Greece optimism lifts FTSE to best week in a year

02 Jul, 2011

Britain's top shares rose on Friday, led by banks on positive US economic data and as immediate fears over the Greek debt situation subsided. The index posted its best weekly percentage gain in almost a year, up 5.1 percent, in a period, which saw Greece approve an austerity plan that will pave the way to a tranche of new bailout money.
However, the index's progress could be hampered as investors perceive the eurozone debt crisis is not over yet. The market welcomed upbeat US data, which alleviated some of the recent worries over the economy, with a forecast-beating ISM manufacturing survey building on Thursday's surprisingly strong regional business data.
Miners, which spent much of the session in negative territory after weak data from top consumer China, came back into favour as the upbeat US data triggered an improvement in investor risk appetite. Eurasian Natural Resources was among the best off, up 2.4 percent, while Antofagasta added 1.9 percent. Randgold Resources bucked the stronger sector trend, off 1.5 percent and the heaviest faller in the FTSE 100, as traders cited a downbeat note from Morgan Stanley in which the broker started coverage on the precious metals miner with an "underweight" rating.
Buyers came in for risk-sensitive banks as the Greece fears receded, with Lloyds Banking Group, Barclays and Royal Bank of Scotland clustered towards the top of the blue chip leaderboard, up as much as 3.7 percent. Interdealer broker ICAP, the subject of vague bid talk this week, was the star performer, ahead 5.1 percent. Analysts said the stock should benefit indirectly from greater clarity on Greece as market volume is likely to pick up and drive revenue.
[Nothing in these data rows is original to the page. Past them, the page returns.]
PR #1317, opened 2024-01-10
[APS-67] Implement AP Delius Context API offender risks data source

danlivings-dxw:

This PR provides the ability to use the AP Delius Context API as a data source for offender risks. This is achieved by implementing the `ApDeliusContextApiOffenderRisksDataSource` class.

This PR does not change the data source for offender risks as this is down to the individual configuration for each environment.

**NB**: The behaviour for retrieving the MAPPA details has changed - the current behaviour in the Community API implementation is derived from be95ffa, which ensures a registration exists that corresponds to the MAPPA details and returns an error if not. However, the structure of registrations from the AP Delius Context API is different, and does not include the necessary information to perform this check, and so it has been omitted.

### DIFF
--- a/src/main/kotlin/uk/gov/justice/digital/hmpps/approvedpremisesapi/datasource/OffenderRisksDataSource.kt
+++ b/src/main/kotlin/uk/gov/justice/digital/hmpps/approvedpremisesapi/datasource/OffenderRisksDataSource.kt
@@ -5,6 +5,7 @@ import org.springframework.beans.factory.annotation.Value
 import org.springframework.context.annotation.Primary
 import org.springframework.http.HttpStatus
 import org.springframework.stereotype.Component
+import uk.gov.justice.digital.hmpps.approvedpremisesapi.client.ApDeliusContextApiClient
 import uk.gov.justice.digital.hmpps.approvedpremisesapi.client.ApOASysContextApiClient
 import uk.gov.justice.digital.hmpps.approvedpremisesapi.client.ClientResult
 import uk.gov.justice.digital.hmpps.approvedpremisesapi.client.CommunityApiClient
@@ -17,6 +18,8 @@ import uk.gov.justice.digital.hmpps.approvedpremisesapi.model.RiskWithStatus
 import uk.gov.justice.digital.hmpps.approvedpremisesapi.model.RoshRisks
 import uk.gov.justice.digital.hmpps.approvedpremisesapi.model.community.Registration
 import uk.gov.justice.digital.hmpps.approvedpremisesapi.model.community.Registrations
+import uk.gov.justice.digital.hmpps.approvedpremisesapi.model.deliuscontext.CaseDetail
+import uk.gov.justice.digital.hmpps.approvedpremisesapi.model.deliuscontext.MappaDetail
 
 interface OffenderRisksDataSource {
   val name: OffenderRisksDataSourceName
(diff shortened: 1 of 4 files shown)


danlivings-dxw:
@tahb I'd like to get your input on whether the changes to retrieving MAPPA details will cause problems for CAS3 as I believe the change to implement the current behaviour was made as part of CAS3

src/main/kotlin/uk/gov/justice/digital/hmpps/approvedpremisesapi/datasource/OffenderRisksDataSource.kt
```diff
@@ -195,11 +197,104 @@ class CommunityApiOffenderRisksDataSource(
...
+
+        when (summary.anyRisksAreNull()) {
+          true -> RiskWithStatus(status = RiskStatus.NotFound)
+          false -> RiskWithStatus(
+            value = RoshRisks(
+              overallRisk = summary.determineOverallRiskLevel().text,
+              riskToChildren = summary.riskChildrenCommunity!!.text,
+              riskToPublic = summary.riskPublicCommunity!!.text,
+              riskToKnownAdult = summary.riskKnownAdultCommunity!!.text,
+              riskToStaff = summary.riskStaffCommunity!!.text,
```
pezholio, line 235: These bangs make me nervous - can we guarantee these fields will be available?

danlivings-dxw: The `summary.anyRisksAreNull()` method would return `true` if any of these fields were null, so this branch would never be executed.

src/main/kotlin/uk/gov/justice/digital/hmpps/approvedpremisesapi/datasource/OffenderRisksDataSource.kt
```diff
@@ -195,11 +197,104 @@ class CommunityApiOffenderRisksDataSource(
...
+      HttpStatus.NOT_FOUND -> RiskWithStatus(status = RiskStatus.NotFound)
+      else -> RiskWithStatus(status = RiskStatus.Error)
+    }
+    is ClientResult.Failure -> RiskWithStatus(status = RiskStatus.Error)
+  }
+
+  fun CaseDetail.toMappa(): RiskWithStatus<Mappa> = this.mappaDetail?.let {
+    RiskWithStatus(
+      value = Mappa(
+        "CAT ${it.categoryDescription}/LEVEL ${it.levelDescription}",
```
tahb, line 277: 👋 The reason CAS3 [recently changed this to add a guard](https://github.com/ministryofjustice/hmpps-approved-premises-api/pull/1215/files#diff-4a8c3767d589a6283081bfd38ef72be5ebc2dd5ec9d401127ded27adb5ec015cR567) was because [we found bad data that blocked a new referral from being created](https://trello.com/c/mSSzt3eH). When we tried to load in the risk info into a brand new application, we got a 500 when unpacking the data because the required `category` was missing.

As we now are we aren't using `!!` I guess we wouldn't 500 but the value would be stripped back to a pretty useless "CAT /LEVEL"? In those cases I think it's best we throw an error instead and allow the frontend to display the "We couldn't find data for this right now" etc in the risk widget.

Though the names of these values have changed I should think we ought to continue guarding against this and other values being nil?

tahb: It could well be worth creating a CAS1 and CAS3 referral locally with this change and use the CRNs that have missing data to test how this works.

danlivings-dxw: I couldn't do a local manual test with the list of CRNs that you sent me, but I've implemented a check to make sure that `categoryDescription` and `levelDescription` are both not null. If either are, it'll return the `NotFound` variant of the `RiskWithStatus`.

pezholio (approved):
LGTM - thanks for persisting with this!

tahb (approved):
LGTM 👍 

Before we put this into prod I think we should make sure to do testing on dev/test with [the test crns](https://dsdmoj.atlassian.net/wiki/spaces/AP/pages/4467949648/CRNs+for+Testing+in+Development+Environment). Making sure that when the crn has missing combinations of risk data the user sees the expected data on their referral. You've mentioned that this isn't going to be used until a configuration change is made so it sounds like we're going to need to remember to facilitate that separately from this.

The UK benchmark index advanced 44.05 points, or 0.7 percent, to 5,989.76, gaining for its sixth day in succession. "People are relieved that the Greek situation is seemingly contained for the next couple of months. Also the most recent economic news out of the US has not been as bad as feared," said Lex van Dam, hedge fund manager at Hampstead Capital, which has about $500 million of assets under management. "I still think the sovereign debt situation in Europe will not go away and that strength should be sold. A neutral position over the summer seems prudent."
Traders also cited the second-quarter US earnings season, which unofficially kicks off when Alcoa posts its numbers on July 11, as having the potential to knock major indexes, with expectations running high. "The market's been doing fairly well, but it's difficult to see whether it will continue or not because we've got US corporate earnings coming up, and the question people will ask is, 'Have we hit a top in the earnings cycle?'," Manoj Ladwa, senior trader at ETX Capital, said.
"If we start to see disappointing numbers, it could be that we'll see disappointing numbers for a couple of quarters at least, so it could be a catalyst for the market to come back down." On the FTSE 250, defence firm QinetiQ climbed 7 percent as traders pointed to talk of a possible take-over approach for the UK defence technology firm from British arms maker BAE Systems, or a US bidder.
"BAE is looking to acquire cyber security and services assets and there is an element of both to QinetiQ," said Edison analyst Roger Johnston. "It would be a leftfield move from BAE in my opinion, given the likely conflict of interest between some of QinetiQ's businesses, which serve rivals to BAE."